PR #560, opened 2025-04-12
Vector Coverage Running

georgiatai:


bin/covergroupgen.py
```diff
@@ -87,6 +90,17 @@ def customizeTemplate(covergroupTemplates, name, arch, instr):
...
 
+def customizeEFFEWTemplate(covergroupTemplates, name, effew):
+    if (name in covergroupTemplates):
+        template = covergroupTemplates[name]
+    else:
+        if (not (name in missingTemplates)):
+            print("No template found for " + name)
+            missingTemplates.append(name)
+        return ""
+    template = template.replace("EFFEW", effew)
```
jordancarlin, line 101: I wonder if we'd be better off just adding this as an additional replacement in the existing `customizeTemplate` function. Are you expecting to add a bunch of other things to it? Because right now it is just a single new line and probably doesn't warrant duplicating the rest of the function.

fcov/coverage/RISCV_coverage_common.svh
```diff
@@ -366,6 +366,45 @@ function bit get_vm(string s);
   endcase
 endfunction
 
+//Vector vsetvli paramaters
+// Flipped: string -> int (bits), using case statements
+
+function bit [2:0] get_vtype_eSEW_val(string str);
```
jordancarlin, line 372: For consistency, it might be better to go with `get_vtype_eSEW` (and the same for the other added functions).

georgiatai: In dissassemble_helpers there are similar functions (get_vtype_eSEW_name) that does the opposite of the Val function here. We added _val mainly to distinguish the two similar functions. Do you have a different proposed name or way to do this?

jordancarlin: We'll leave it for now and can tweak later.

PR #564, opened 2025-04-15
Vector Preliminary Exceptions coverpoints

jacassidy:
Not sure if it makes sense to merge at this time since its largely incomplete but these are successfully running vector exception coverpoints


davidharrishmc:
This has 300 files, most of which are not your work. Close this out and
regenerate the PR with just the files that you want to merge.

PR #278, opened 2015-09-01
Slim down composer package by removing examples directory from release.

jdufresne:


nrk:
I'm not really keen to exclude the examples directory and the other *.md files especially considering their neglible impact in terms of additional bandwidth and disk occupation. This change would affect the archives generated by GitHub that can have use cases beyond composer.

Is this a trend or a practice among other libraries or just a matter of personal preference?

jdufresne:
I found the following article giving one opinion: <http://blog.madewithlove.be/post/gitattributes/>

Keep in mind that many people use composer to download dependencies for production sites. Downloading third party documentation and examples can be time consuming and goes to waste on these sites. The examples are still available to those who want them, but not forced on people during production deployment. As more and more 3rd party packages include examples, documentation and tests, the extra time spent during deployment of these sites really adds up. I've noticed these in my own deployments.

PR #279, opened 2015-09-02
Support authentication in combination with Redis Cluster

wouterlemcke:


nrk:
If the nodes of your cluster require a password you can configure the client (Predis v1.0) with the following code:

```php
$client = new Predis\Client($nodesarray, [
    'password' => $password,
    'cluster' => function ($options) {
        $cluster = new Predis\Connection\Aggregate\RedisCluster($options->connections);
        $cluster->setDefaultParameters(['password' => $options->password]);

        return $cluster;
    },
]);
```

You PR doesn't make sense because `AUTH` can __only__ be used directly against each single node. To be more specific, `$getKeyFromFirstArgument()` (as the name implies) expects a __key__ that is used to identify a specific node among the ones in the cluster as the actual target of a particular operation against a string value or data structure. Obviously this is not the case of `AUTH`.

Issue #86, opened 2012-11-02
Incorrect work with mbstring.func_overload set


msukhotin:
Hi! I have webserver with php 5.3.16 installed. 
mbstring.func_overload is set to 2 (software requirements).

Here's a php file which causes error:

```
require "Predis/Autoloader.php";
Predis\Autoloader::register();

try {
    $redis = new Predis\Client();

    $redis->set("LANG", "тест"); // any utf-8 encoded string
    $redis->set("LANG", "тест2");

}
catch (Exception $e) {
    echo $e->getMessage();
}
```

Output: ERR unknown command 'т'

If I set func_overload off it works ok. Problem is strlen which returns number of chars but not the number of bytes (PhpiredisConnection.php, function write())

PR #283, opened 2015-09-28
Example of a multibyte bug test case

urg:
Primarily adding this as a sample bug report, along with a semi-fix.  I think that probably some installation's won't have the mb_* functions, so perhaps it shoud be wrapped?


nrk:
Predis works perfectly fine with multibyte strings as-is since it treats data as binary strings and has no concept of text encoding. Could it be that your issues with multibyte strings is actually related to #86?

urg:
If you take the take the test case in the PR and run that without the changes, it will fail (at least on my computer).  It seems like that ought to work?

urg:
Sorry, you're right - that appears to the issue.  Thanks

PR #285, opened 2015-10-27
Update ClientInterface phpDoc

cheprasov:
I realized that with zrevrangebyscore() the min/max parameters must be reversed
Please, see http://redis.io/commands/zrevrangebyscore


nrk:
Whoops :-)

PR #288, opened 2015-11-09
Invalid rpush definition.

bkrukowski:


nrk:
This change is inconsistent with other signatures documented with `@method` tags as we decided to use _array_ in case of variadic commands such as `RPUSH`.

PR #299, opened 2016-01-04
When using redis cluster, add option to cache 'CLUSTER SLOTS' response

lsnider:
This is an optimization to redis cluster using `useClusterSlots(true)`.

====================

**YOUR TASK**: Count, in the listing, each line that holds the string "which", then give the count and nothing else.

**WRITTEN REPLY**: 3